Potassium Ion Conductivity in the Cubic Labyrinth of a Piezoelectric, Antiferromagnetic Oxoferrate(III) Tellurate(VI)

Orange‐colored crystals of the oxoferrate tellurate K12+6x Fe6Te4−x O27 [x=0.222(4)] were synthesized in a potassium hydroxide hydroflux with a molar water–base ratio n(H2O)/n(KOH) of 1.5 starting from Fe(NO3)3 ⋅ 9H2O, TeO2 and H2O2 at about 200 °C. By using (NH4)2TeO4 instead of TeO2, a fine powder consisting of microcrystalline spheres of K12+6x Fe6Te4−x O27 was obtained. K12+6x Fe6Te4−x O27 crystallizes in the acentric cubic space group I 4‾ 3d. [FeIIIO5] pyramids share their apical atoms in [Fe2O9] groups and two of their edges with [TeVIO6] octahedra to form an open framework that consists of two loosely connected, but not interpenetrating, chiral networks. The flexibility of the hinged oxometalate network manifests in a piezoelectric response similar to that of LiNbO3.The potassium cations are mobile in channels that run along the directions and cross in cavities acting as nodes. The ion conductivity of cold‐pressed pellets of ball‐milled K12+6x Fe6Te4−x O27 is 2.3×10−4 S ⋅ cm−1 at room temperature. Magnetization measurements and neutron diffraction indicate antiferromagnetic coupling in the [Fe2O9] groups.

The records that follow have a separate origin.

PR #2760, opened 2025-09-12
Native auth: Update Email OTP MFA to Match EC Implementation, Fixes AB#3351233

nilo-ms:
This PR updates the SDK to match the latest flow from EC.

In this new flow, the developer must always supply an auth Method to the /oauth2/v2.0/challenge endpoint which means once the .mfaRequired error is received from token endpoint, the /oauth2/v2.0/introspect endpoint needs to be called to retrieve the methods which are automatically returned to the external developer.

Furthermore, whenever calling the /token endpoint is called with an MFA Email OTP code, the grant type should be mfa_oob

Fixes [AB#3351233](https://identitydivision.visualstudio.com/Engineering/_workitems/edit/3351233)

MSAL PR: https://github.com/AzureAD/microsoft-authentication-library-for-android/pull/2379


shenj (approved):

common/src/main/java/com/microsoft/identity/common/nativeauth/internal/controllers/NativeAuthMsalController.kt
```diff
@@ -1739,21 +1669,21 @@ class NativeAuthMsalController : BaseNativeAuthController() {
         )
     }
 
-    private fun performSignInSelectedChallengeCall(
+    private fun performSignInSelectedAuthMethodCall(
```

K(nockout) response: K12+6x Fe6Te4−x O27 was synthesized under hydroflux conditions. The acentric cubic crystal structure comprises two non‐interpenetrating chiral oxometalate networks formed by edge‐ or corner‐sharing [TeVIO6] and [FeIIIO5] polyhedra. The potassium ions are mobile in the labyrinth between the networks. The magnetic moments of the iron cations are pairwise antiparallel, and the compound exhibits a strong piezoelectric response.